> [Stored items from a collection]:
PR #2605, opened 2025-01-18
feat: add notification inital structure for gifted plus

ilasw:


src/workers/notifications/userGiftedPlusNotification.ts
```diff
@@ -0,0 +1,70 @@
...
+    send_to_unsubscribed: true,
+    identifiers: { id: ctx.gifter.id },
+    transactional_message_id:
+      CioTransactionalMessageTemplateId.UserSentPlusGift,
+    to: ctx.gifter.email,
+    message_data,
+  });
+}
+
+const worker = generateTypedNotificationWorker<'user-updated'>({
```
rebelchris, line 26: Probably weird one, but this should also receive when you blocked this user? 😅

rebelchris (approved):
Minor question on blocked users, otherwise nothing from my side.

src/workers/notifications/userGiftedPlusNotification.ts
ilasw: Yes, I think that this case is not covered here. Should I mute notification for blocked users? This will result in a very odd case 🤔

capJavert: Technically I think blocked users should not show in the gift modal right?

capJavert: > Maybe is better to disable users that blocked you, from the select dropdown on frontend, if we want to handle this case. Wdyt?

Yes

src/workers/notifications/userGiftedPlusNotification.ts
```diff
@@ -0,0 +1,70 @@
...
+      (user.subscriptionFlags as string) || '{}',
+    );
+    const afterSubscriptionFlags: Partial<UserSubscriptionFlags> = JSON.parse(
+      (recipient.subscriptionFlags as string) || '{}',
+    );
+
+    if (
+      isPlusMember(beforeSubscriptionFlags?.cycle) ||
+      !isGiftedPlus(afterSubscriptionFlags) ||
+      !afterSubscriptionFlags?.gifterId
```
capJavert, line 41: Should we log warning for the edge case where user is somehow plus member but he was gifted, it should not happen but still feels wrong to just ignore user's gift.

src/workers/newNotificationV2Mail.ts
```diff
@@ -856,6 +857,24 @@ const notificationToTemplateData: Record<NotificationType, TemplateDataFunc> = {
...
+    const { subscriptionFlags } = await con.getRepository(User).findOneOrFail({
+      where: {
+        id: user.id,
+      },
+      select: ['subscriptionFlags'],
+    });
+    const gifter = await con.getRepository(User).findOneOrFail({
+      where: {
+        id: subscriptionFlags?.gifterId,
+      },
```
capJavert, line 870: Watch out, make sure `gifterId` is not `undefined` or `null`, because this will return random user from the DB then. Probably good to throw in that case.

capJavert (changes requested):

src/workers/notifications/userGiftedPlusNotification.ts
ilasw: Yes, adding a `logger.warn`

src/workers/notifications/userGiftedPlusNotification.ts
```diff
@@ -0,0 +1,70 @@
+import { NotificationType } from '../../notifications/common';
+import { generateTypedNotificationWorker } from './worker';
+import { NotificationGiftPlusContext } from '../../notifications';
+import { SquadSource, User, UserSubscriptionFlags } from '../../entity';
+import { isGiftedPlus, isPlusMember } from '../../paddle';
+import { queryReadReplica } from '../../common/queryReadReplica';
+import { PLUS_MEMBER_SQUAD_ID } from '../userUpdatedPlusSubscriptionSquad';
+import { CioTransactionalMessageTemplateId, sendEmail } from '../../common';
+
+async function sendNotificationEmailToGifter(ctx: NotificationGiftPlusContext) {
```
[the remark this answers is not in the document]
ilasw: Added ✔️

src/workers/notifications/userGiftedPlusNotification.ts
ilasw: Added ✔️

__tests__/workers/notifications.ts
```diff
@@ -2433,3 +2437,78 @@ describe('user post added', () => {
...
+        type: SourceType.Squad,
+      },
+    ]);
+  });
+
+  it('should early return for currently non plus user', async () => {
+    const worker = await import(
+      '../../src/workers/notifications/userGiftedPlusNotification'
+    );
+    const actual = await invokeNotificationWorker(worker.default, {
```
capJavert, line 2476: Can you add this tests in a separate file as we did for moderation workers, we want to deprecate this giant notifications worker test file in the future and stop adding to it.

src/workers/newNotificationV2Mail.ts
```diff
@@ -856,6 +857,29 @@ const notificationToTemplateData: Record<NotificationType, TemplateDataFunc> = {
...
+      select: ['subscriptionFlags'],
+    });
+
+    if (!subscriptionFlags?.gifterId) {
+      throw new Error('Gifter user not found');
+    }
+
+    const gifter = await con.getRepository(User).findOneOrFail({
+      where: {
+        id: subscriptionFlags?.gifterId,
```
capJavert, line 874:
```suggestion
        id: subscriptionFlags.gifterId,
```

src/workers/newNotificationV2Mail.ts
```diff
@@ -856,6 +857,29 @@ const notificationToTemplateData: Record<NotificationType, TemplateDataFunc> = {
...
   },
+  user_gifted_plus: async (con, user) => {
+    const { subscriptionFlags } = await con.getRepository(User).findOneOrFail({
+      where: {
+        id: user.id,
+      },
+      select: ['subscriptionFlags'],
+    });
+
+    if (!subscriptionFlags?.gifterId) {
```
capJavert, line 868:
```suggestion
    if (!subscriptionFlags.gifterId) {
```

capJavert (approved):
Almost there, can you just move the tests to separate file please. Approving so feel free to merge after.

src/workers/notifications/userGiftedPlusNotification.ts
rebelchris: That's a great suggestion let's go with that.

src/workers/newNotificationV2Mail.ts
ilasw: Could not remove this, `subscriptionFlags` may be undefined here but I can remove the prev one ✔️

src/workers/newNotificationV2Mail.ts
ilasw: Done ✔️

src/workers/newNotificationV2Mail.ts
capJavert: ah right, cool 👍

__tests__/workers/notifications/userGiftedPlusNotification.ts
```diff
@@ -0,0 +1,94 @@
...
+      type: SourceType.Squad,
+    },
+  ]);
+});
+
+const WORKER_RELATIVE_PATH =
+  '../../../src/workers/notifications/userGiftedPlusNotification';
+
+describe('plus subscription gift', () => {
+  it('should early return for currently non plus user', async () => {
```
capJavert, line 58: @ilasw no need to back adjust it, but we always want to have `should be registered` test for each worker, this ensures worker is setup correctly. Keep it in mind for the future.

> [Work item]:
Among the lines above, return those that hold the word "isGiftedPlus".

> [Output]:
+      !isGiftedPlus(afterSubscriptionFlags) ||
+import { isGiftedPlus, isPlusMember } from '../../paddle';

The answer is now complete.